MATERIAL FOR THE TASK:
--------------------------------
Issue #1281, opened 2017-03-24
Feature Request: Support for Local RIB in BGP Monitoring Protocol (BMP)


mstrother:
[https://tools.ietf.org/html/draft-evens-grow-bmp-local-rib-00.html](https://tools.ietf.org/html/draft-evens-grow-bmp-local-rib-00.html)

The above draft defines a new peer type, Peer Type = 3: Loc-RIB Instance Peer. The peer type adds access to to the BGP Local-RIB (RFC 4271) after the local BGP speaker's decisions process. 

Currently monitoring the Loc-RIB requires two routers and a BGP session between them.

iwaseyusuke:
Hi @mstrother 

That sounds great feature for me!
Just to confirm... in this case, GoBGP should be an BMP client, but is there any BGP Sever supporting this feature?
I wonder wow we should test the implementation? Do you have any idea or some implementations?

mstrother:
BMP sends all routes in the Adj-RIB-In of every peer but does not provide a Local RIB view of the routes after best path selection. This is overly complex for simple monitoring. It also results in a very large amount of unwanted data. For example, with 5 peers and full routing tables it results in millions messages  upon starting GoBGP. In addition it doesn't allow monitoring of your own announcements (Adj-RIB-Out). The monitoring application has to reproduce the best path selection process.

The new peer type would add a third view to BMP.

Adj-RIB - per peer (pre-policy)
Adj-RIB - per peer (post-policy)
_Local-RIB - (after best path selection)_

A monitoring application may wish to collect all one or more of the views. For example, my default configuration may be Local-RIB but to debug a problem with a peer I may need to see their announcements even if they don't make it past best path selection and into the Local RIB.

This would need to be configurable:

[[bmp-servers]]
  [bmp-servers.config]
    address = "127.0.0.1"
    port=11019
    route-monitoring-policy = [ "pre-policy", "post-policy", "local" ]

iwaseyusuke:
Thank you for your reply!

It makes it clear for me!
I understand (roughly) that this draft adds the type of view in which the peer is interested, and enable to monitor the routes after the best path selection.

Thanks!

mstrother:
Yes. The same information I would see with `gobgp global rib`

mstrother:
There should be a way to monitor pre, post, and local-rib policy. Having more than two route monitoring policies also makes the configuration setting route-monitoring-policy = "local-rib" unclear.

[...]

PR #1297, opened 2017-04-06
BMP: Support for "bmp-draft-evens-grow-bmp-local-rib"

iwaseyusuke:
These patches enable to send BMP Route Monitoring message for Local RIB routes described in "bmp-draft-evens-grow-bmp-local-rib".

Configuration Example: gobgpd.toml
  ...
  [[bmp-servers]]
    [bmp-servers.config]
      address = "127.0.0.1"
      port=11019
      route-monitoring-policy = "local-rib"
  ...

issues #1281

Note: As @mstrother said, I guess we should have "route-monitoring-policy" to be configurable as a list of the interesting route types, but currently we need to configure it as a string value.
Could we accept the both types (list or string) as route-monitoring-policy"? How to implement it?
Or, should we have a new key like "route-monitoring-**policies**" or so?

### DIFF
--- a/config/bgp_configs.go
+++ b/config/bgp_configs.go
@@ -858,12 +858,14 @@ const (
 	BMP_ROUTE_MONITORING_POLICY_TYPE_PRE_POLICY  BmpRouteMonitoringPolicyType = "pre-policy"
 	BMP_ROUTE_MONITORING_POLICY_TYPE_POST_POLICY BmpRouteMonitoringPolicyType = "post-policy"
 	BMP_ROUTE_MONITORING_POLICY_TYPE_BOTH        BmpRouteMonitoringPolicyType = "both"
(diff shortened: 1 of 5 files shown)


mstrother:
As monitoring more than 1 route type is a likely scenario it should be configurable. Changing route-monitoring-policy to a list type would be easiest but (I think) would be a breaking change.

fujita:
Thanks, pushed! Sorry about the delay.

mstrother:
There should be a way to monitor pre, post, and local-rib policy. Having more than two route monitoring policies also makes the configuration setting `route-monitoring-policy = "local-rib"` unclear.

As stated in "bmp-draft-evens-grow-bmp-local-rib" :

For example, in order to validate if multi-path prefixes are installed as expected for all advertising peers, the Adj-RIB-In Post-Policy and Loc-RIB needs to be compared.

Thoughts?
--------------------------------
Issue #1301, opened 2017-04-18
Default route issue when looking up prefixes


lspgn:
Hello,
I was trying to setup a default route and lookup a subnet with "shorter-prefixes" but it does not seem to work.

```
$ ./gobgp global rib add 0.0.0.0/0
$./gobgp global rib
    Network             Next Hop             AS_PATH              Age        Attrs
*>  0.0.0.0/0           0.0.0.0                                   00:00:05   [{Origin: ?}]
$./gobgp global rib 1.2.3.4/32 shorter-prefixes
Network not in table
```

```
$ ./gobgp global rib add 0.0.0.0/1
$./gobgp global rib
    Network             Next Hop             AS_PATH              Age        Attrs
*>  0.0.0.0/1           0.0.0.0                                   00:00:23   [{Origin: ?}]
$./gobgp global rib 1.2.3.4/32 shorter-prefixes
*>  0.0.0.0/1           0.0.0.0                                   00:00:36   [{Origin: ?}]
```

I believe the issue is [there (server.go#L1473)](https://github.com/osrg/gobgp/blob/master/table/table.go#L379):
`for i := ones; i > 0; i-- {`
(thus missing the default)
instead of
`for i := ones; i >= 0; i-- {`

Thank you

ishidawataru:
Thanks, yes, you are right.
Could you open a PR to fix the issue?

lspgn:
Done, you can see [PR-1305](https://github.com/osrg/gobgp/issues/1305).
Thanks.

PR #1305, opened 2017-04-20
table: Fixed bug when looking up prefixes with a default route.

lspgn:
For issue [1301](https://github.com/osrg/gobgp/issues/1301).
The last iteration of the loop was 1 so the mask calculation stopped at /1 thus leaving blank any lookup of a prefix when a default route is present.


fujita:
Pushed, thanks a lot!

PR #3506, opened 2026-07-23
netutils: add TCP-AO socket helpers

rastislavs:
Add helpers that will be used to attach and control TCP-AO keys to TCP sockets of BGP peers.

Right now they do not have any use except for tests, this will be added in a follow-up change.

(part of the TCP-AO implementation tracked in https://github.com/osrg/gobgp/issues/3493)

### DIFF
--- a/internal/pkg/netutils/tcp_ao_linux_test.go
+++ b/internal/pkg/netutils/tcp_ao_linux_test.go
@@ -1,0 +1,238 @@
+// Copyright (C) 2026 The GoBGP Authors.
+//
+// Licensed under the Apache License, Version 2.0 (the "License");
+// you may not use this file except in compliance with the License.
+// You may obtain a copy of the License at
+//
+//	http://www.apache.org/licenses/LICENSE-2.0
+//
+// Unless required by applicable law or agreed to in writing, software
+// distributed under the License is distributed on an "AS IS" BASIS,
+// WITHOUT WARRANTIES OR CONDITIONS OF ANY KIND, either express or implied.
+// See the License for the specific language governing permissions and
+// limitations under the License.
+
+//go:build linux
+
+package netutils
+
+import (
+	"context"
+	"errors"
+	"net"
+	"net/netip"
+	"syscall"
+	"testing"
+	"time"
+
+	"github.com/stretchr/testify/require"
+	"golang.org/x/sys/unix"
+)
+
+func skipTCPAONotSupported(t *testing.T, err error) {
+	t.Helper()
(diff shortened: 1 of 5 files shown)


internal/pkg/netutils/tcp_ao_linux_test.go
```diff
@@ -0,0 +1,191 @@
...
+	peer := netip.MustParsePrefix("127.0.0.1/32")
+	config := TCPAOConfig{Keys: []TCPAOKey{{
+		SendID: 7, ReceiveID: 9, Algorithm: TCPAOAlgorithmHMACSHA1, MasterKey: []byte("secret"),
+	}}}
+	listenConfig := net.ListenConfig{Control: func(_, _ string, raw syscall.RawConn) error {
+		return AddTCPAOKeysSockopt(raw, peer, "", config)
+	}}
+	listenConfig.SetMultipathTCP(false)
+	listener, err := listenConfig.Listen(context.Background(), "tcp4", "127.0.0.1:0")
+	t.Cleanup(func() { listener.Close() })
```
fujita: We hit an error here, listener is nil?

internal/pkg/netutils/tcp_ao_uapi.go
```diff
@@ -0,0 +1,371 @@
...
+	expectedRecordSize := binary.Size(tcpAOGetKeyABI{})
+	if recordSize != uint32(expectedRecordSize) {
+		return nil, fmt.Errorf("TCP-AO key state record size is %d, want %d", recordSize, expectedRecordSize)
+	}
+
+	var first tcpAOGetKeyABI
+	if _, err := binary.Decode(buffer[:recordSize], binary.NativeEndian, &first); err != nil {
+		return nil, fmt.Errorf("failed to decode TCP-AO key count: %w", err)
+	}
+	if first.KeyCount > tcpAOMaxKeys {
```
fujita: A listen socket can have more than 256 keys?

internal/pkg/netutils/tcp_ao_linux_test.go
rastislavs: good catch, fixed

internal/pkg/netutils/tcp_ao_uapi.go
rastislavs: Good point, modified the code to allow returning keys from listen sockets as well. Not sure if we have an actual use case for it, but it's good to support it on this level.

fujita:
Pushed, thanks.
--------------------------------
WHAT YOU NEED TO DO: Show every line of the listing containing the string "listener" by copying it.

THE COMPLETED TASK:
+	listener, err := listenConfig.Listen(context.Background(), "tcp4", "127.0.0.1:0")
+	t.Cleanup(func() { listener.Close() })
fujita: We hit an error here, listener is nil?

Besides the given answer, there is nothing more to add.